EXERCISE INSTRUCTIONS:
From the line with "values shouldn't change." through the final line below, restate each line word for word and return nothing else.
────────────────
PR #125, opened 2022-02-09
rm default ui providers

aruniverse:


packages/apps/web-viewer-test/src/components/home/ViewerHome.tsx
```diff
@@ -80,6 +98,14 @@ export const ViewerHome: React.FC = () => {
           },
         }}
         enablePerformanceMonitors={true}
+        onIModelAppInit={onIModelAppInit}
+        uiProviders={[
+          new TreeWidgetUiItemsProvider(),
+          // new PropertyGridUiItemsProvider({
```
kckst8, line 104: waiting on something here?

packages/apps/web-viewer-test/tsconfig.json
```diff
@@ -17,7 +17,7 @@
     "resolveJsonModule": true,
     "isolatedModules": true,
     "noEmit": true,
-    "jsx": "react-jsx",
+    "jsx": "react",
```
kckst8, line 20: I think we should leave this (for React 17). Any reason to the contrary?

kckst8 (approved):
few minor questions/comments. Looks good otherwise. Finally, you get your wish :-)

packages/apps/web-viewer-test/src/components/home/ViewerHome.tsx
aruniverse: https://github.com/iTwin/viewer-components-react/pull/185

Cant init PropertyGrid yet

aruniverse:
> Finally, you get your wish :-)

😁 Let me know if you think this is ok to go into `next` or if we should defer it

PR #126, opened 2022-02-11
Modified onIModelConected to await async method when available

StefanRetief:


aruniverse (commented):
dup headers, need rush change, minor

aruniverse (approved):

kckst8 (approved):

PR #127, opened 2022-02-16
update default imodel loader indicator

aruniverse:


packages/modules/viewer-react/src/components/iModel/IModelLoader.scss
```diff
@@ -14,6 +14,11 @@
   justify-content: center;
 }
 
+.itwin-viewer-loading-icon {
+  width: 64px;
```
aruniverse, line 18: lmk if too small

kckst8: LGTM

kckst8 (approved):

PR #128, opened 2022-02-17
Fix backstage items label bug

kckst8:


packages/modules/viewer-react/src/components/iModel/IModelViewer.tsx
```diff
@@ -58,9 +58,7 @@ export const IModelViewer: React.FC<ModelProps> = ({
         <ConfigurableUiContent
           appBackstage={
             backstageItems &&
-            backstageItems.length > 0 && (
-              <BackstageComposer items={backstageItems} />
-            )
+            backstageItems.length > 0 && <BackstageComposer items={[]} />
```
aruniverse, line 61: could we possibly have used this to hide the backstage button? https://github.com/iTwin/itwinjs-core/blob/21f65735377a4770d362ce912c47047acd10294a/ui/appui-react/src/appui-react/backstage/BackstageComposer.tsx#L129

aruniverse (approved):

packages/modules/viewer-react/src/components/iModel/IModelViewer.tsx
kckst8: this is specific to stage launchers. We take it a step further and hide if there is only one backstage item (launcher or action). Also, looks like this still renders the parent component

PR #81, opened 2021-05-14
Add trench modeling

pjanik:
I've ended up with relatively simple implementation.

`subduction.progress` is replaced with more general `bendingProgress` attribute, which is defined for each field. That way plate can bend even before subduction happens. It's done in `propagateBending` method. There are also some tweaks to wedge to cover unwanted break between the wedge and the top plate (it could create an impression that it's the deepest part of the ocean).


knowuh (approved):
Looks good.

PR #82, opened 2021-05-20
Update rendering of magma around divergent boundaries

pjanik:
Old cross-section:
Screenshot 2021-05-20 at 15 40 10
⬇️ ⬇️ ⬇️
New cross-section:
Screenshot 2021-05-20 at 15 39 20

The magma animation is done in a very simple way, but it works. An obvious use case where animation would be twice as fast is if the user was looking at two divergent boundaries at the same time. But it almost never happens in practice, as the cross-section line is too short.

Also, there are some small tweaks of rock colors requested by Stephanie.

### DIFF
--- a/js/plates-view/render-cross-section.ts
+++ b/js/plates-view/render-cross-section.ts
@@ -8,6 +8,7 @@ import { OCEANIC_CRUST_COL, CONTINENTAL_CRUST_COL, LITHOSPHERE_COL, MANTLE_COL, 
 import { IChunkArray, IEarthquake, IFieldData } from "../plates-model/get-cross-section";
 import { SEA_LEVEL } from "../plates-model/field";
 import { rockColor } from "../colormaps";
+import { UPDATE_INTERVAL } from "../plates-model/model-output";
 
 export interface ICrossSectionOptions {
   rockLayers: boolean;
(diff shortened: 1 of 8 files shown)


js/plates-view/render-cross-section.ts
```diff
@@ -65,6 +66,57 @@ function drawMagma(ctx: CanvasRenderingContext2D, top: THREE.Vector2) {
...
+  const animationProgress = Math.pow(animationStep / (animationStepsCount * 0.5), 0.5);
+  
+  ctx.save();
+
+  ctx.beginPath();
+  ctx.rect(Math.min(p1XScaled, p3XScaled), p1YScaled + (1 - animationProgress) * clipRectHeight, clipRectWidth, animationProgress * clipRectHeight);
+  ctx.clip();
+
+  const gradient = ctx.createLinearGradient(0, p1YScaled, 0, p3YScaled);
+  gradient.addColorStop(0, "#fc3c11");
```
knowuh, line 102: It might be nice to name some of these color RGB values and put them all in one place with descriptive (color) names. 

RGB values are very hard for me to interpret, so this isn't actually about what the colors represent, although, yes, where that makes sense to do, it would even be better.

knowuh (approved):
Looks good, thanks.

js/plates-view/render-cross-section.ts
pjanik: Sure, I'll start doing that incrementally when I stumble upon some hex values. Most of the colors are in colormap.ts and cross-section-colors.ts, but right, definitely not everything. I'll try to clean it up. 👍

PR #85, opened 2021-06-11
Tweak plate division and add new presets to test it easier

pjanik:
Changes to plate division algorithm. I've tried something much fancier (the new plate was adding new fields using BFS with priority queue where fields were weighted by distance from mountains and center of the new plate), but it didn't produce better results and the project team was fine with the more random approach.

[#178022770]


knowuh (approved):
looks good.

PR #86, opened 2021-06-14
Update rock layers rendering, mountain roots forming + small refactoring

pjanik:
This PR changes the way how rock layers are rendered. You can compare the screenshots below.

The main difference is that rock layers shouldn't have jagged edges anymore. CS rendering will interpolate between various layers. However, this requires all the rock layers to have a defined, specific order. So, sediments will always be the topmost layer, then rhyolite, etc, down to granite or gabbro. Only then I can connect rock layers between neighboring fields. Otherwise, if layers are totally mixed, we'd get crossing lines. But this constraint seems to be fine, there's no use case where layers should have a different order. 

Another changes in this PR:
- Mountain roots are formed in a different way to avoid the impression that volcanic rocks are "sinking" and getting lower than the initial crust elevation. Stephanie and Amy ware asking for that.
- Sediments are removed when volcanic rocks are added. This was requested by Chris.
- Small performance optimizations

old 1
new 1
old 2
new 2

### DIFF
--- a/js/plates-model/crust.ts
+++ b/js/plates-model/crust.ts
@@ -2,15 +2,17 @@ import { BASE_OCEANIC_CRUST_THICKNESS, FieldType } from "./field";
 
 // Do not use automatic enum values, as if we ever remove one rock type, other values shouldn't change.
 // It would break deserialization of the previously saved models.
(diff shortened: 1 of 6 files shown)


knowuh (approved):
Looks good, thanks!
────────────────
RESPONSE TO THIS TASK:
 // Do not use automatic enum values, as if we ever remove one rock type, other values shouldn't change.
 // It would break deserialization of the previously saved models.
(diff shortened: 1 of 6 files shown)


knowuh (approved):
Looks good, thanks!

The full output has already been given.